=== What to work on ===
Search the entries for the word "patched". Copy every line where it turns up.

* * * * *

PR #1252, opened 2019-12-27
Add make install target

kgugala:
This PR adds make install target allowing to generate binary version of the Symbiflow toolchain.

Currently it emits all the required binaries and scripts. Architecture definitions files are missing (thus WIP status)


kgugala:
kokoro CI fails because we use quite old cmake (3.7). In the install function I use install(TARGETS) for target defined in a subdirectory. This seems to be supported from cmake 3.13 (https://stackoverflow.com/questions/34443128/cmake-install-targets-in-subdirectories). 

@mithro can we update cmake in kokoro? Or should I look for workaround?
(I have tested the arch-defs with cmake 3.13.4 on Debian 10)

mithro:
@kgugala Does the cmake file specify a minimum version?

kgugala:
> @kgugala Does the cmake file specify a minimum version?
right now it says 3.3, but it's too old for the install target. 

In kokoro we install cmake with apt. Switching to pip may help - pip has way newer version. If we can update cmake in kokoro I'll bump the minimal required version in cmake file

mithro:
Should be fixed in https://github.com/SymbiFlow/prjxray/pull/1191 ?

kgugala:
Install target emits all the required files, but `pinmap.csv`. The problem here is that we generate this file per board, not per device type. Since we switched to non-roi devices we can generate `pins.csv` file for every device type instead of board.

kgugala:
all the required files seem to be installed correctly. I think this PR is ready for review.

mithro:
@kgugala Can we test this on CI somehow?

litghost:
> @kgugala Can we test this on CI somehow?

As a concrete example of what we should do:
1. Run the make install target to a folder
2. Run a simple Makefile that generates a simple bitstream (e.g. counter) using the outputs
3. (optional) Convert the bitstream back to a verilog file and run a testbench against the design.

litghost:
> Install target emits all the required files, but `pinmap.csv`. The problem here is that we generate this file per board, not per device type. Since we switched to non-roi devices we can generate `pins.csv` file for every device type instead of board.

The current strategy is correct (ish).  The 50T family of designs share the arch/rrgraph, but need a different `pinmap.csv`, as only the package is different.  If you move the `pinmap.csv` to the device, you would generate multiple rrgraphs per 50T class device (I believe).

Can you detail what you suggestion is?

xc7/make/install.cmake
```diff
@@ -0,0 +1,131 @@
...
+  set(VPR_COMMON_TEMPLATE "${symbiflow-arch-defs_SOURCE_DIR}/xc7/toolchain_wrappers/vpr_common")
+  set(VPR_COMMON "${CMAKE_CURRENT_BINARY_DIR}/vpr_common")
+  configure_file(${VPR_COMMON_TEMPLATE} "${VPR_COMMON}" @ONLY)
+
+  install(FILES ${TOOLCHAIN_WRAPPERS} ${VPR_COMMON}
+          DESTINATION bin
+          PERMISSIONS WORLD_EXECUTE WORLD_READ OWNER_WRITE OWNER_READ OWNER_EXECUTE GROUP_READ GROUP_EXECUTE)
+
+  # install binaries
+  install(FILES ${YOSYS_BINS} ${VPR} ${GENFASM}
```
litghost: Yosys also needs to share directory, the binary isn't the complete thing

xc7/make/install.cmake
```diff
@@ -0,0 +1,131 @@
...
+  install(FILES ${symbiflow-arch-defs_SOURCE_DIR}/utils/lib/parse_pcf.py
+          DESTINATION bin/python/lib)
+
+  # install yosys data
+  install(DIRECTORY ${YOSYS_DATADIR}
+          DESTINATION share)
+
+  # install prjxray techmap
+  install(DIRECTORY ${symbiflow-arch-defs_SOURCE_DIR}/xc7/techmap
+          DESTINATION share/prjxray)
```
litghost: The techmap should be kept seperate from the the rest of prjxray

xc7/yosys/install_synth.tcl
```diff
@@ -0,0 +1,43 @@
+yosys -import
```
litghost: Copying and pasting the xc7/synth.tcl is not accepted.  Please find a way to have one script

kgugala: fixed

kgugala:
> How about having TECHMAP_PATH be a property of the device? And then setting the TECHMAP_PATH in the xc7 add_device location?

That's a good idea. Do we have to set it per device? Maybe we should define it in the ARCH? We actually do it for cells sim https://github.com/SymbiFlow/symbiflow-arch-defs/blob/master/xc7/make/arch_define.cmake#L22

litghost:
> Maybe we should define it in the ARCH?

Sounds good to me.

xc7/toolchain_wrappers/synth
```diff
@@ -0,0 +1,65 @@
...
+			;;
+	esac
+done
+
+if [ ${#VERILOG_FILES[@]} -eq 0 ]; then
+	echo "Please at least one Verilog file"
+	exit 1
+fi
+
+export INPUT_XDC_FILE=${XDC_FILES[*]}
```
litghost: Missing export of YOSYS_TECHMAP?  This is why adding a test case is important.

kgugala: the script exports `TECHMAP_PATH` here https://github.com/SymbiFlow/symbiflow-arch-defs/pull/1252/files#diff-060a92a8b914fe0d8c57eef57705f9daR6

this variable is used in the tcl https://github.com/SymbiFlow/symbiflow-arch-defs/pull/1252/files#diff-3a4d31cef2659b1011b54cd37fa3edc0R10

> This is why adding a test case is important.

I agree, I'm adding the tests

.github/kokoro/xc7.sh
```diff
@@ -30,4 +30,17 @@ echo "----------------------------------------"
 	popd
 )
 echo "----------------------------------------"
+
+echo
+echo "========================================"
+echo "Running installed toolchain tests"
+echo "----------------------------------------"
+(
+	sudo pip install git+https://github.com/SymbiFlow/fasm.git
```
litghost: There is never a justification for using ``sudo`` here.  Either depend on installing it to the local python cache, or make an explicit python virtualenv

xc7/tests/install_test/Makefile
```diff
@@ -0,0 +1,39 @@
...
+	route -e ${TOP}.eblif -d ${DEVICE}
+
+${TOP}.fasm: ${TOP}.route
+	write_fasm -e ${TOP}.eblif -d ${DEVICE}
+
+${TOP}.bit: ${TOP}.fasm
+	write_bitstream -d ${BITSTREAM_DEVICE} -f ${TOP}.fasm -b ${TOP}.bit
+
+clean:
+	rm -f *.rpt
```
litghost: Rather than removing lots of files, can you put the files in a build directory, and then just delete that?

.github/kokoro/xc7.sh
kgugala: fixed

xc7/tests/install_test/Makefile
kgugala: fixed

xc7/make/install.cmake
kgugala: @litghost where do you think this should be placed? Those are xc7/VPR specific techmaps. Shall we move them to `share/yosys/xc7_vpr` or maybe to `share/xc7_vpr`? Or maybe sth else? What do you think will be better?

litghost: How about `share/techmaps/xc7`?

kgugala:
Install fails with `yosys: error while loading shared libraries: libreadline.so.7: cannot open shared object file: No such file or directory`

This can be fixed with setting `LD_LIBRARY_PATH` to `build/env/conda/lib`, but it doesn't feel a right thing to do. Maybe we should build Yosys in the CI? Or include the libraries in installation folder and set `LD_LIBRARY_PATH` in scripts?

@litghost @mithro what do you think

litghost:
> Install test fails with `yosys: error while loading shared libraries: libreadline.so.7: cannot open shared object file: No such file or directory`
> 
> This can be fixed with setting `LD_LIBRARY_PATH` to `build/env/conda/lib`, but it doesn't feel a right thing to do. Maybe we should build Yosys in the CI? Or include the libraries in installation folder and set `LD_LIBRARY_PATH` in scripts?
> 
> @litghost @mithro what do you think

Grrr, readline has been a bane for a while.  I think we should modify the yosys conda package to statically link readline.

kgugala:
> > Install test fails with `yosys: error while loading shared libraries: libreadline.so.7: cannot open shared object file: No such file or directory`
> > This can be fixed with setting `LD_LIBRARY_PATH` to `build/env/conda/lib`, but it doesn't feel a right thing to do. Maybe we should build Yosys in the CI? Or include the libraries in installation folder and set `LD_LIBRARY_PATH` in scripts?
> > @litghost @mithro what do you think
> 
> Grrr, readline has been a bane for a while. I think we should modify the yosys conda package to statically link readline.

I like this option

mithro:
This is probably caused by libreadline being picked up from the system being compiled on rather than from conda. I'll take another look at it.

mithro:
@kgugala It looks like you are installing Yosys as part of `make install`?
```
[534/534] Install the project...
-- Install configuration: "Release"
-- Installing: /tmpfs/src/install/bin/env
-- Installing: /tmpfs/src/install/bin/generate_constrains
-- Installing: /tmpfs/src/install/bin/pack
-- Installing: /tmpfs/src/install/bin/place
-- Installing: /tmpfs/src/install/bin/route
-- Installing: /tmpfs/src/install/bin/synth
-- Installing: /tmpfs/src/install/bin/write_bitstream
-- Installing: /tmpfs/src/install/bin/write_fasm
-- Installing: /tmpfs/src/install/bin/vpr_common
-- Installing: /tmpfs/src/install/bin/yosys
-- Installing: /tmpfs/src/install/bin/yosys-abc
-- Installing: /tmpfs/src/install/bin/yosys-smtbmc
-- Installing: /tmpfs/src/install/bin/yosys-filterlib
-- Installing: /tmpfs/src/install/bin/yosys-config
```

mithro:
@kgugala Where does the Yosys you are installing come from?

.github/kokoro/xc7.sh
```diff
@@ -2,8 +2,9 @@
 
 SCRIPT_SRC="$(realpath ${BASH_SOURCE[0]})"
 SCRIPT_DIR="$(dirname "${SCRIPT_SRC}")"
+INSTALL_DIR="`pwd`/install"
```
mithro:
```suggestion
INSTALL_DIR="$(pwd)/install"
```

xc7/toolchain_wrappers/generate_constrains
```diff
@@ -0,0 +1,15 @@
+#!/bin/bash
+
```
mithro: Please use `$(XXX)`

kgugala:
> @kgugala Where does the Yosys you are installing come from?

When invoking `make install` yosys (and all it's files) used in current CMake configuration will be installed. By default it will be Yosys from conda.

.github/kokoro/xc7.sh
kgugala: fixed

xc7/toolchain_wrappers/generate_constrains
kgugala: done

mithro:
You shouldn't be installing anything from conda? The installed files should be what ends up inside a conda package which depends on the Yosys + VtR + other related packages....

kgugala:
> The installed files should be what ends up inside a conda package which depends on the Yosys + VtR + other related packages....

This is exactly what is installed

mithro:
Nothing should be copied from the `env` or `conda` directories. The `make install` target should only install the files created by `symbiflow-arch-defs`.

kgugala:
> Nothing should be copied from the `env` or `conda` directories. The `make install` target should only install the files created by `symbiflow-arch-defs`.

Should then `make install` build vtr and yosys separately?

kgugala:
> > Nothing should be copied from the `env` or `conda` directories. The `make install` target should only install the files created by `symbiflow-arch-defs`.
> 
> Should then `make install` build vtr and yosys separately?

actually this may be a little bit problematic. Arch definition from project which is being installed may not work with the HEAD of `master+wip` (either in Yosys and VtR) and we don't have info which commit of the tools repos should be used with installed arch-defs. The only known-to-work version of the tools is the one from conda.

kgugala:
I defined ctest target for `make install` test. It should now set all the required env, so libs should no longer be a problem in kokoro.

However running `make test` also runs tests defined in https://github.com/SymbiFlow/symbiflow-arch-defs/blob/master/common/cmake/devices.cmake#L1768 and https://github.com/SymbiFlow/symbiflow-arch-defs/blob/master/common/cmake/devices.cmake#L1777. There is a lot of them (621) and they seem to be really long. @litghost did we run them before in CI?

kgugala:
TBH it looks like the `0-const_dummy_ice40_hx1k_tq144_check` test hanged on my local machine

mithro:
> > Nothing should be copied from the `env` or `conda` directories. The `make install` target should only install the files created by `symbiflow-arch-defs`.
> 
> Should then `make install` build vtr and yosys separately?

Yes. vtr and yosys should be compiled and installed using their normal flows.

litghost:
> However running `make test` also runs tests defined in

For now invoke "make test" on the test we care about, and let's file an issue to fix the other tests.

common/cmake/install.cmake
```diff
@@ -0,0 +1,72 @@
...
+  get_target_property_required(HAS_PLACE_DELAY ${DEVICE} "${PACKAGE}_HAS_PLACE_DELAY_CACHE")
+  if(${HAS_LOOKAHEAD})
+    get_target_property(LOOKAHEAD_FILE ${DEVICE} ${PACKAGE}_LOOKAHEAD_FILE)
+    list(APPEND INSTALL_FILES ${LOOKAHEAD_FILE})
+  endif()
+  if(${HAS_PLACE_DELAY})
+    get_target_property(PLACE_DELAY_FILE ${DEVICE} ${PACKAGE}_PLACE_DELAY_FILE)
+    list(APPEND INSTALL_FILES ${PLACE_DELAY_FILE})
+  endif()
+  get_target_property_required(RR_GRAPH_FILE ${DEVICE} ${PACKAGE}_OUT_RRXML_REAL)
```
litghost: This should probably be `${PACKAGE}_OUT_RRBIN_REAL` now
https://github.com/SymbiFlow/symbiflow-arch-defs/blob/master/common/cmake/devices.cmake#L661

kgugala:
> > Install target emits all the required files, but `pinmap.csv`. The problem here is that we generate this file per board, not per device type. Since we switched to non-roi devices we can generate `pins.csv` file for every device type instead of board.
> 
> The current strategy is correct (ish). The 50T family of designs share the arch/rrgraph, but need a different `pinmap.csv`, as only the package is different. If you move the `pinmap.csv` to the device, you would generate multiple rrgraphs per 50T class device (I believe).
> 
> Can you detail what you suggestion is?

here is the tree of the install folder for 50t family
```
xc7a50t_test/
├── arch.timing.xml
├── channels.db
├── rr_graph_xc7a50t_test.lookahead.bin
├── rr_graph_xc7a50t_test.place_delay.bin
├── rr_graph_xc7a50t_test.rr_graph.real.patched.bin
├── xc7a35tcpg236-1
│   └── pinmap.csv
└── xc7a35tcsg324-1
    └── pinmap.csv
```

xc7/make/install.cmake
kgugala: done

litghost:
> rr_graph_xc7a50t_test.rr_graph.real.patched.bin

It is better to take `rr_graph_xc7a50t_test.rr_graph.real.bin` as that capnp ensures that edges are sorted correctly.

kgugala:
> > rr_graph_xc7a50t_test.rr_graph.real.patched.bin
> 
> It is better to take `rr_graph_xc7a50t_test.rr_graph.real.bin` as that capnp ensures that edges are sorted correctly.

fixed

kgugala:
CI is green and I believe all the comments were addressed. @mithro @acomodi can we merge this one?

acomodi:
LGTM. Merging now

* * * * *

=== Solution for this task ===
├── rr_graph_xc7a50t_test.rr_graph.real.patched.bin
> rr_graph_xc7a50t_test.rr_graph.real.patched.bin
> > rr_graph_xc7a50t_test.rr_graph.real.patched.bin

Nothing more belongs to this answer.